Chris Bond, a spokesperson for the industry’s lobbying group AHIP, stated that insurers are “doing everything in their power to shield consumers from the rising costs of care and the uncertainty in the market driven by recent policy changes.” AHIP is urging lawmakers to extend the health care tax credits to prevent “skyrocketing cost increases for millions of Americans in 2026.”

The enhanced subsidies, initially part of the American Rescue Plan Act in 2021 and extended through the Inflation Reduction Act in 2022, expanded eligibility and increased the amount of financial assistance available based on income and premium costs. These subsidies removed caps that previously prevented higher earners from receiving partial assistance. For these individuals, the amount they contribute toward premiums was capped at 8.5% of their household income.

The impact of these larger subsidies has been significant, fueling record enrollment in ACA plans, particularly among lower-income policyholders. However, these subsidies also come with a substantial price tag. The Congressional Budget Office estimates that a permanent extension could cost $335 billion over the next decade.

A policy law signed by former President Trump on July 4, which he dubbed the “One Big, Beautiful Bill,” did not include an extension of these enhanced subsidies. If no legislative action is taken, the subsidies will revert to their less generous pre-pandemic levels at the end of the year.

This means two major shifts for consumers: a greater share of premium costs will fall on enrollees as federal assistance declines, and individuals with household incomes exceeding four times the federal poverty level (which is $84,600 for a couple or $128,600 for a family of four in 2025) will no longer qualify for any subsidies.

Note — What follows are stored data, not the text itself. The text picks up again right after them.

Issue #159, opened 2015-12-06
Broken if not loaded using webpack due to `require.context`


alexmingoia:
[require.context](https://github.com/ipfs/js-ipfs-api/blob/master/src/load-commands.js#L9) is not available unless transpiled using webpack. This breaks any module that depends on ipfs-api and uses another loader such as browserify, such as webui.

Dignifiedquire:
If you don't want to transpile using webpack, why not just load the prebuilt files in `dist`?

diasdavid:
@Dignifiedquire being browserify compatible, or in another words, maintaining that available for the developers that have been using js-ipfs-api with browserify from the beginning, it is kind of important and nice to have.

Seems like @alexmingoia already fixed it https://github.com/ipfs/js-ipfs-api/pull/160

PR #160, opened 2015-12-06
Replace `require.context` with individual requires.

alexmingoia:
Webpack's `require.context` is transpiled only if ipfs-api is loaded or bundled
using webpack. This broke modules that require ipfs-api and use browserify or
other bundlers (such as webui)

Fixes ipfs/js-ipfs-api#159 by using individual requires. I opted for this because IMO maintaining a list of requires is less headache than dealing with the complexities of directory walking in different runtime contexts (browser, node, webpack, browserify, etc.)

### DIFF
--- a/src/load-commands.js
+++ b/src/load-commands.js
@@ -2,25 +2,34 @@
 
 const isNode = !global.window
 
-function requireDir () {
+function requireCommands () {
   if (isNode) return require('require-dir')('./api')
 
-  // Webpack specific require of a directory
-  const req = require.context('./api', false, /\.js$/)
-
-  const files = {}
-  req.keys().forEach(key => {
-    const name = key
-      .replace(/^\.\//, '')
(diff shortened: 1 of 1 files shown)


diasdavid:
Thank you @alexmingoia ! This is great, definitly :+1: for making browserify work again :)

Dignifiedquire:
@diasdavid :( not a big fan of this, but at least this code should be consistent between node and the browser then when we are using individual requires as there is no need for using `require-dir` in the first place now

diasdavid:
It is a bit more verbose, but still looks good, you feel differently? 

> but at least this code should be consistent between node and the browser then when we are using individual requires as there is no need for using require-dir in the first place now

We are also close of getting the extra benefit of enabling devs to just require the api call they need like require('src/api/add'), if we make send an module that is required instead of passed on load :)

Issue #161, opened 2015-12-08
When there is no port, we get `host:/path`


harlantwood:
eg instead of 

`https://ipfs.io/api...`

we get

`https://ipfs.io:/api...`

see also https://github.com/jacksenechal/js-ipfs-api/commit/c5085b16de2cd5294113062a0afe27ef2df09f53

PR #162, opened 2015-12-08
Exclude port from path if `config.port` not set.

alexmingoia:
Fixes ipfs/js-ipfs-api#161.

### DIFF
--- a/src/request-api.js
+++ b/src/request-api.js
@@ -90,9 +90,11 @@ function requestAPI (config, path, args, qs, files, buffer, cb) {
   // this option is only used internally, not passed to daemon
   delete qs.followSymlinks
 
+  const port = config.port ? `:${config.port}` : ''
+
   const opts = {
     method: files ? 'POST' : 'GET',
-    uri: `${config.protocol}://${config.host}:${config.port}${config['api-path']}${path}?${Qs.stringify(qs, {arrayFormat: 'repeat'})}`,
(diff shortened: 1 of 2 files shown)


Dignifiedquire:
thanks. could you add a test for this please?

alexmingoia:
Of course. Tests added.

src/request-api.js
```diff
@@ -90,9 +90,11 @@ function requestAPI (config, path, args, qs, files, buffer, cb) {
   // this option is only used internally, not passed to daemon
   delete qs.followSymlinks
 
+  const port = config.port ? `:${config.port}` : ''
+
   const opts = {
     method: files ? 'POST' : 'GET',
-    uri: `${config.protocol}://${config.host}:${config.port}${config['api-path']}${path}?${Qs.stringify(qs, {arrayFormat: 'repeat'})}`,
+    uri: `${config.protocol}://${config.host}${port}${config['api-path']}${path}?${Qs.stringify(qs, {arrayFormat: 'repeat'})}`,
```
travisperson: Handling this with the `url` module is probably best. It cleans up that template a lot. Not a huge issue though.

```javascript
let uri = url.format({
  protocol: config.protocol,
  hostname: config.host,
  port: config.port,
  pathname: `${config['api-path']}/${path}`.replace(/\/+/g, '/'), // Double slashes don't matter, but it looks nicer.
  query: qs
})
```

It will handle the undefined port and not include it.

Dignifiedquire: :+1:

harlantwood:
Nice, thanks. cc @jacksenechal.

diasdavid:
Thank you for fixing this and adding the test :):)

“There will be sticker shock,” warned Josh Schultz, strategic engagement manager at Softheon, a New York consulting firm serving approximately 200 health insurers. Many of these insurers are anticipating a drop in enrollment.

Estimates from The Wakely Consulting Group suggest that the combination of expiring tax credits, new paperwork requirements, and other provisions from the former administration’s law could lead to a sharp decline in ACA enrollment, potentially as much as 57%.

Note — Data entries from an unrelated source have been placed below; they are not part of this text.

PR #169, opened 2015-12-18
0.3.10

diasdavid:
I've started this, found a bug, but seems to be on the gulp karma task and not js-ipfs-api itself, tests print a ton more stuff then they used too.

Running the tests on master yield the same error, @Dignifiedquire any ideas? My first thought is that there was some patch upgrade in some of the babel+gulp+karma dependencies that broke things, which makes sense why all greenkeeper PRs now warn of breaking build

moved to [gist](https://gist.github.com/Dignifiedquire/4c144b1f2814944074c4)

### DIFF
--- a/README.md
+++ b/README.md
@@ -55,11 +55,10 @@ When using the api from script tag for things that require buffers (`ipfs.add`, 
 
 ## CORS
 
-If are using this module in a browser with something like browserify, then you will get an error saying that the origin is not allowed. This would be a CORS ("Cross Origin Resource Sharing") failure. The ipfs server rejects requests from unknown domains by default. You can whitelist the domain that you are calling from by exporting `API_ORIGIN` and restarting the daemon, like:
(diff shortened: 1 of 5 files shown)


Dignifiedquire:
@diasdavid looks like webpack logging needs be silenced

Dignifiedquire:
- [x] Tests passing locally
- [ ] Use ndjson to parse streamed output

Dignifiedquire:
@diasdavid as far as I'm concerned this is ready to merge

diasdavid:
awesome :+1: will look into this tomorrow properly to merge and publish :)

diasdavid:
Thank you @Dignifiedquire 

@fazo96 I've also submitted a small PR to https://github.com/jbenet/vinyl-fs/pull/3 so that in the future other people that use it don't hit the same problem

PR #172, opened 2015-12-19
feat: Update allowed node versions to >= 4.2.2

Dignifiedquire:


Mithgol:
What's the reason behind this new requirement?

diasdavid:
@Mithgol before it was ^4.0.0, which would mean that js-ipfs-api would only work in Node.js 4.x.x and not in Node.js versions above 4, so it is more of making it loose than an actual requirement.

Mithgol:
Okay, but what does make it not to work in Node 4.0 and require Node 4.2.2? That's what I was curious about.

According to analysis from KFF, insurers have already added approximately 4% to premiums to cover the anticipated cost of the expiring enhanced tax credits, anticipating lower enrollment. This scenario, they argue, would further inflate costs as a smaller, sicker pool of members remains enrolled.

Some insurers are also building in increases related to anticipated effects of tariffs. Cynthia Cox, a KFF vice president and director of its Program on the ACA, noted that some filings account for a potential 3-percentage-point premium increase due to tariffs driving up drug costs.

Consumers will see their new premium prices in the fall, just before open enrollment for the ACA begins on November 1.

Discussions are ongoing in Congress, and some lawmakers are exploring potential middle-ground solutions. These might involve extending subsidies to families earning up to five or six times the poverty level. However, any such proposals are likely to face opposition.

Conservative think tanks, like the Paragon Health Institute, argue that the more generous subsidies have led to income misrepresentation and fraud. Conversely, many consumers across the political spectrum have come to depend on this additional financial help. Politically, allowing these subsidies to expire could be a risky move, as 56% of ACA enrollees in 2024 resided in Republican congressional districts, and 76% were in states that voted for former President Trump.

The potential expiration of enhanced subsidies could also reshape the health insurance market. Brooker anticipates some individuals may forgo coverage altogether, while others might opt for plans with lower premiums but higher deductibles. A provision in the former president’s new tax law allows individuals enrolled in “bronze” or “catastrophic” ACA plans to qualify for health savings accounts.

“Naturally, if rates do start going up the way we anticipate, there will be a migration to lower-cost options,” Brooker added.